Answer with a single number: the count of lines below that hold "instruction".

- [MATERIALS PROVIDED]:

□ □ □

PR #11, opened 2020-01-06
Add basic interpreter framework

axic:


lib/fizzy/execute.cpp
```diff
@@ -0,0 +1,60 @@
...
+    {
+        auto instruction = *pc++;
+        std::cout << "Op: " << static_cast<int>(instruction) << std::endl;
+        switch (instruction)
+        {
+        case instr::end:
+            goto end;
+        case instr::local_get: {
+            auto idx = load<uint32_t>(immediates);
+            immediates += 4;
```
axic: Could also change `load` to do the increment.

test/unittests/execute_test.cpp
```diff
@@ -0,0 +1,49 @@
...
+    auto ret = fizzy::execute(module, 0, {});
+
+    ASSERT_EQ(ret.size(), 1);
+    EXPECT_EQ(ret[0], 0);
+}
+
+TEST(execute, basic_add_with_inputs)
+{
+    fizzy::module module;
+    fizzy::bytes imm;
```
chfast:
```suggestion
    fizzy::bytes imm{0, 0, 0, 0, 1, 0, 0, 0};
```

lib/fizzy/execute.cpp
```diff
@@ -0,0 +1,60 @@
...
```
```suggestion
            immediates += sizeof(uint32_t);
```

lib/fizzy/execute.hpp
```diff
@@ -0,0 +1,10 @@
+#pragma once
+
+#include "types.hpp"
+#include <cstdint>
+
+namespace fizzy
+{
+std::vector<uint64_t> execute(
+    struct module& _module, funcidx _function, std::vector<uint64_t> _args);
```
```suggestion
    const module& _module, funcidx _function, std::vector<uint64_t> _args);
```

□ □ □

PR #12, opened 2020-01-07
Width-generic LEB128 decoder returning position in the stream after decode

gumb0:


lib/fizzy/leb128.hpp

□ □ □

- [RESULT OF THIS EXERCISE]: 3